O gentle Archytas, musician-born, blessed in thine own conceit, most skilled of
men to stir the bass of strife.[54]
53. And in general he made sport of music and geometry. He lived extravagantly,
and for this reason he would move from one city to another, sometimes contriving
to make a great show. Thus at Rhodes he persuaded the sailors to put on
students' garb and follow in his train. And when, attended by them, he made his
way into the gymnasium, all eyes were fixed on him. It was his custom also to
adopt certain young men for the gratification of his appetite and in order that
he might be protected by their goodwill.[55] He was extremely selfish and
insisted strongly on the maxim that "friends share in common." And hence it came
about that he is not credited with a single disciple, out of all the crowds who
attended his lectures. And yet there were some who followed his lead in
shamelessness. 54. For instance, Betion, one of his intimates, is said once to
have addressed Menedemus in these words: "For my part, Menedemus, I pass the
night with Bion, and I don't think I am any the worse for it." In his familiar
talk he would often vehemently assail belief in the gods, a taste which he had
derived from Theodorus. Afterwards, when he fell ill (so it was said by the
people of Chalcis where he died), he was persuaded to wear an amulet and to
repent of his offences against religion. And even for want of nurses he was in a
sad plight, until Antigonus sent him two servants. And it is stated by Favorinus
in his Miscellaneous History that the king himself followed in a litter.

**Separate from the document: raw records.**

PR #1740, opened 2022-12-08
Update application content

johnpauldickie:
This PR includes several commits updating content in Mainstream Publisher to make actions and steps in the workflow clearer for content designers using the application.

### DIFF
--- a/app/controllers/editions_controller.rb
+++ b/app/controllers/editions_controller.rb
@@ -187,7 +187,7 @@ class EditionsController < InheritedResources::Base
   def destroy
     if resource.can_destroy?
       destroy! do
-        flash[:success] = "#{description(resource)} destroyed"
+        flash[:success] = "Edition deleted"
         redirect_to root_url
         return
       end
--- a/app/views/shared/_review.html.erb
+++ b/app/views/shared/_review.html.erb
@@ -6,7 +6,7 @@
         <p><%= build_review_button(@resource, "skip_review", "Skip review").html_safe %></p>
       <% end %>
     <% else %>
-    <p><%= @resource.latest_status_action(Action::REQUEST_REVIEW).requester.name %> has sent this edition to be reviewed.</p>
+      <p><%= @resource.latest_status_action(Action::REQUEST_REVIEW).requester.name %> has sent this edition to be reviewed.</p>
       <div class="workflow-buttons">
         <%= review_buttons(@resource)%>
       </div>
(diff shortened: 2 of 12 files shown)


app/controllers/editions_controller.rb
```diff
@@ -187,7 +187,7 @@ def review
   def destroy
     if resource.can_destroy?
       destroy! do
-        flash[:success] = "#{description(resource)} destroyed"
+        flash[:success] = "Edition deleted"
```
ollietreend, line 190: Other flash messages in this file tend to show the format of the edition – i.e. the `#{description(resource)}` bit that you removed.

For example, when a new Edition is created:

https://github.com/alphagov/publisher/blob/572213a6f5a595c00546ce185b4b6367c938159b/app/controllers/editions_controller.rb#L54

So when creating a new help page edition, the flash message would read:
**Help page successfully created**

But this change means the delete action will always just read:
**Edition deleted**

regardless of the type of edition being deleted.

I'm just flagging it as I believe it introduces an inconsistency into the flash messages shown to users when working on editions.

app/views/shared/_review.html.erb
```diff
@@ -1,12 +1,12 @@
...
   <% if @resource.latest_status_action(Action::REQUEST_REVIEW) %>
-    <p><%= @resource.latest_status_action(Action::REQUEST_REVIEW).requester.name %> has requested this edition be reviewed.</p>
     <% if @resource.latest_status_action.requester == current_user %>
-      <p>That&rsquo;s you! You'll get an email when it has been reviewed.</p>
+      <p>You’ve sent this edition to be reviewed.</p>
       <% if skip_review? %>
         <p><%= build_review_button(@resource, "skip_review", "Skip review").html_safe %></p>
       <% end %>
     <% else %>
+    <p><%= @resource.latest_status_action(Action::REQUEST_REVIEW).requester.name %> has sent this edition to be reviewed.</p>
```
ollietreend, line 9: Code formatting nitpick: this line should be indented 2 spaces more now that it's inside the "else" block.

```suggestion
      <p><%= @resource.latest_status_action(Action::REQUEST_REVIEW).requester.name %> has sent this edition to be reviewed.</p>
```

ollietreend (commented):
@johnpauldickie this looks good to me!

Just one question, and a tiny nitpick about spacing.

app/controllers/editions_controller.rb
johnpauldickie: Thanks @ollietreend. We think this change is fine because, in your example of creating a new artefact, you are creating a new thing (for example, a guide) in comparison to deleting an edition (of a thing).

ollietreend (approved):
Looks good to me 👍🏻

PR #1797, opened 2023-03-31
Include locale in call to publishing api to discard draft edition

z-gooch:
There is a bug whereby when an edition with a non-english locale is deleted in Mainstream Publisher, it attempts to discard the draft from the Publishing API. However, this fails because the 'locale' option is not provided, so the Publishing API assumes its an english edition. This commit fixes that by ensuring that the locale is passed to Publishing API for this discard message.

[Trello ticket](https://trello.com/c/1aKN17NQ/1086-mainstream-publisher-doesnt-discard-non-english-editions-properly)

## What
- Adds locale to call to Publishing API to discard draft edition

## Why
At the moment there is a bug where because this locale is not provided, the publishing API assumes its an English edition and then fails to find and discard the appropriate edition.

### DIFF
--- a/app/models/edition.rb
+++ b/app/models/edition.rb
@@ -434,7 +434,7 @@ class Edition
   def destroy_publishing_api_draft
     return unless can_destroy?
 
-    Services.publishing_api.discard_draft(content_id)
+    Services.publishing_api.discard_draft(content_id, locale: artefact.language)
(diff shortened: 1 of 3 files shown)


kevindew (approved):
Nice one - this looks good to me.

Should this also be tested in a unit test for `destroy_publishing_api_draft`, if there is a test for that?

PR #1818, opened 2023-05-22
Retire licence format and remove code pertaining to creating new licences

kashifatcha:
## Dependancies

Before we freeze the old licence document, we want to ensure all licences are either published or archived. Currently [the only licences not in these states](https://publisher.publishing.service.gov.uk/?format_filter=licence&list=drafts&string_filter=&user_filter=all) haven’t been updated in at least 18 months, so we can probably just delete them.

## What

We'll want to freeze the creation and modification of licences in Mainstream Publisher before we import them.

There are PRs where previous document types have been retired https://github.com/alphagov/publisher/pull/586 . This format has been followed for licences and highlights that whilst the licences have been retired on Mainstream Publisher, they have been migrated to Specialist Licence Finder. This has been made clear in the README.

Even so he died, and in these lines[56] I have taken him to task:
55. We hear that Bion, to whom the Scythian land of Borysthenes gave birth,
denied that the gods really exist. Had he persisted in holding this opinion, it
would have been right to say, "He thinks as he pleases: wrongly, to be sure, but
still he does think so." But in fact, when he fell ill of a lingering disease
and feared death, he who denied the existence of the gods, and would not even
look at a temple, 56. who often mocked at mortals for sacrificing to deities,
not only over hearth and high altars and table, with sweet savour and fat and
incense did he gladden the nostrils of the gods; nor was he content to say "I
have sinned, forgive the past," 57. but he cheerfully allowed an old woman to
put a charm round his neck, and in full faith bound his arms with leather and
placed the rhamnus and the laurel-branch over the door, being ready to submit to
anything sooner than die. Fool for wishing that the divine favour might be
purchased at a certain price, as if the gods existed just when Bion chose to
recognize them! It was then with vain wisdom that, when the driveller was all
ashes, he stretched out his hand and said "Hail, Pluto, hail!"